- **WHAT TO WORK ON**
Filter the lines below, keeping each one that holds "some".

** Opening DATA block **

PR #697, opened 2020-03-04
add policy for self-managing MFA

bengerman13:
- add a self-managed MFA policy

## security considerations
None, directly. Adding this policy to users will allow them to enable MFA on their accounts, which is good.

### DIFF
--- a/terraform/modules/iam_role_policy/self_managed_mfa/policy.json
+++ b/terraform/modules/iam_role_policy/self_managed_mfa/policy.json
@@ -1,0 +1,49 @@
+{
+  "Version": "2012-10-17",
+  "Statement": [
+      {
+          "Sid": "AllowViewAccountInfo",
+          "Effect": "Allow",
+          "Action": "iam:ListVirtualMFADevices",
+          "Resource": "*"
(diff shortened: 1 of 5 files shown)


terraform/modules/iam_role_policy/self_managed_mfa/policy.json
```diff
@@ -0,0 +1,49 @@
...
+              "iam:DeactivateMFADevice",
+              "iam:EnableMFADevice",
+              "iam:GetUser",
+              "iam:ListMFADevices",
+              "iam:ResyncMFADevice"
+          ],
+          "Resource": "arn:${aws_partition}:iam::*:user/$${aws:username}"
+      },
+      {
+          "Sid": "DenyAllExceptListedIfNoMFA",
```
tammersaleh: So this clause means people can't do _anything_ until they configure MFA.  Cool if that's what we want, but should be aware.

mxplusb: This is fine by me, but good call out that we should document it.

PR #703, opened 2020-03-13
Create `cg-build-artifacts` bucket for use in concourse pipelines

tammersaleh:

Add a `cg-build-artifacts` bucket for use in concourse pipelines.  This bucket allows us to throw cached assets in s3 that are created early in the pipeline, but required later during deploy.  A good example is the output from `node build`.

## security considerations

Concourse workers have read/write access to this bucket.  This is in line with our other buckets.

### DIFF
--- a/terraform/stacks/tooling/buckets.tf
+++ b/terraform/stacks/tooling/buckets.tf
@@ -52,7 +52,7 @@ module "log_bucket" {
   aws_region      = "${data.aws_region.current.name}"
 }
 
-module "billing_bucket_staging" {
+module "build_artifacts_bucket" {
   source        = "../../modules/s3_bucket/encrypted_bucket"
   bucket        = "${var.bucket_prefix}build-artifacts"
   aws_partition = "${data.aws_partition.current.partition}"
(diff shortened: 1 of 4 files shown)


tammersaleh:
My editor automatically runs `terraform fmt` on write.  Let me know if this is just annoying, and I can undo those whitespace changes.

terraform/stacks/tooling/buckets.tf
```diff
@@ -1,53 +1,59 @@
...
-  source = "../../modules/log_bucket"
-  aws_partition = "${data.aws_partition.current.partition}"
+  source          = "../../modules/log_bucket"
+  aws_partition   = "${data.aws_partition.current.partition}"
   log_bucket_name = "${var.log_bucket_name}"
-  aws_region = "${data.aws_region.current.name}"
+  aws_region      = "${data.aws_region.current.name}"
+}
+
+module "billing_bucket_staging" {
```
bengerman13: this should probably have a unique, descriptive name, no?

tammersaleh: If you wanna be picky about it.

PR #1285, opened 2023-05-17
adding in IAM policy permission for masterbosh creds file upload

ChrisMcGowan:
- Master bosh creates a `creds.yml` that we need to store in S3 so policy mod to allow PUT access to the bucket for the file

## security considerations
Keeping all your secrets generated in a deploy backed-up up and secure is a good thing


cweibel (approved):
This catches any extra new variables introduced to upstream

PR #1295, opened 2023-05-31
remove permissive KMS key policy

markdboyd:

- remove permissive KMS key policy

## security considerations

This improves security by removing an overly permissive statement in the KMS key policies. [This policy did come from the "default key policy" specified in the AWS documentation](https://docs.aws.amazon.com/kms/latest/developerguide/key-policy-default.html#key-policy-default-allow-root-enable-iam), however it may not be necessary for our purposes


cweibel (approved):
Removes the KMS user permissions identified in the POA&M finding even though this complies with the recommended implementation

PR #1362, opened 2023-06-05
Modification to the s3 access log bucket acl resource

dtamasang2:
- Modification to the s3 access log bucket acl resource
-
-

## security considerations
There are no security considerations for this change.


soutenniza (dismissed):

cweibel (approved):
Adds a resource dependency making sure the bucket is created first

PR #1413, opened 2023-06-14
Waf rule fix2

ChrisMcGowan:
- Updates to add TF mgmt of the WAF CloudWatch logging exclusion for a certain app that leaves the backdoor and comes back to the front causing high CloudWatch costs

## security considerations
n/a


cweibel (approved):
Adding the new WAF rules

PR #1415, opened 2023-06-14
Remove s3 audit logs trail

markdboyd:

- Remove resources to create CloudTrail for auditing S3 buckets since this is already handled by the organizational Cloudtrail

## security considerations

Since S3 bucket events are logged for all accounts by the organization CloudTrail, we don't need to set up this Cloudtrail to monitor S3 buckets per account


rcgottlieb (approved):

cweibel (approved):
Removing these since the main branch has them pulled.

PR #1416, opened 2023-06-14
Fix encryption policy

markdboyd:

- fix encryption policy typo causing S3 upload errors

## security considerations

None, the previous format was erroneous and blocking valid S3 uploads


ChrisMcGowan (approved):
Encryption looks good

PR #1417, opened 2023-06-15
Reserve fix

ChrisMcGowan:
- Add in logic to extract and output internal domain broker lb IPs to be used in bosh cloud-config in reserve range

## Notes
When you create an internal lb, AWS randomly picks IPs from each subnet you supply - you can't specify which IP to use so this code gets that IP and adds it to the reserved range in BOSH's cloud-config so BOSH does not try to use it in VM assignment.

## security considerations
n/a


soutenniza (approved):

cweibel (approved):
Add LB IP to reserved range in Cloud Config for director

PR #1420, opened 2023-06-20
Change to concourse worker role, AWS requires self reference going forward

cweibel:
- For `tooling-concourse-iaas-worker` supply an IAM role policy instead of using the default one to reference itself 
-
-

## security considerations
This is needed as a result of [https://aws.amazon.com/blogs/security/announcing-an-update-to-iam-role-trust-policy-behavior/](https://aws.amazon.com/blogs/security/announcing-an-update-to-iam-role-trust-policy-behavior/)


ChrisMcGowan (approved):
Keeping current with AWS IAM Policy changes

PR #1421, opened 2023-06-20
Force 2048 key size

cweibel:
- Should be a fix to force 2048 RSA for the newer version of certbot
-
-

## security considerations
Same cert length and type as what used to be the default


ChrisMcGowan (approved):
Force certbot to create RSA instead of ecPubkeys

PR #1529, opened 2023-07-12
rename outputs for elasticsearch broker AZs for clarity

markdboyd:

The Terraform output names and resource tags for our Elasticsearch broker subnets imply that there are 4 possible AZs - but in reality the subnets are only distributed across 2 AZs. So this PR updates the resource tags and tag output names to match reality. We can't rename the resources themselves without destroying them, which would be disruptive to customer resources.

## security considerations

None, just renaming resources and outputs


cweibel (approved):
Tags and output changes for clarity, looks good to me

cweibel (approved):
Denotes actual azs, lgtm

PR #1537, opened 2023-08-31
Removing uaa load balancer from list of LBs

cweibel:
- Remove the uaa load balancers for the list of load balancers used for cf-router-network-properties in the ops file as it now has it's own extension called cf-router-main-network-properties
-
-

## security considerations
None


ChrisMcGowan (approved):
it's all grown up and time for it to stand on it's own

PR #1401, opened 2020-04-27
Use files in CI/storybook seed

DanielKuhn:
REDMINE-17585

### DIFF
--- a/entry_types/scrolled/lib/tasks/pageflow_scrolled_tasks.rake
+++ b/entry_types/scrolled/lib/tasks/pageflow_scrolled_tasks.rake
@@ -90,7 +90,7 @@ namespace :pageflow_scrolled do
             }
           },
           options: {
-            skip_encoding: ENV.fetch('PAGEFLOW_SKIP_ENCODING_STORYBOOK_FILES', true)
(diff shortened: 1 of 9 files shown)


entry_types/scrolled/lib/tasks/pageflow_scrolled_tasks.rake
```diff
@@ -90,7 +90,7 @@ namespace :pageflow_scrolled do
             }
           },
           options: {
-            skip_encoding: true
+            skip_encoding: ENV.fetch('PAGEFLOW_SKIP_ENCODING_STORYBOOK_FILES', true)
```
tf, line 93: The string "false" will be truthy.

tf: Maybe false should be the default? As a developer I will probably want a working storybook, right? Then CI can use the env var to override?

DanielKuhn: True, especially since the PR also changes the content elements to use the transcoded files.

PR #1402, opened 2020-04-27
Update edge script

aviav:
Current version throws error, because there is no frontend.js.

REDMINE-17606


tf:
Thanks. Yeah, another one I noticed last week and forgot to commit on master. Sorry you have to discover them one by one now.

PR #1411, opened 2020-05-06
Simplify some request specs

aviav:
Maybe at some intermediate stage of development it was necessary to
specify a type name on entry creation here. By now, we can do without
that, so these specs can be simplified.

REDMINE-17508

### DIFF
--- a/spec/requests/pageflow/entries_show_request_spec.rb
+++ b/spec/requests/pageflow/entries_show_request_spec.rb
@@ -34,7 +34,7 @@ module Pageflow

** Closing DATA block **

- **YOUR RESPONSE**
Simplify some request specs
Maybe at some intermediate stage of development it was necessary to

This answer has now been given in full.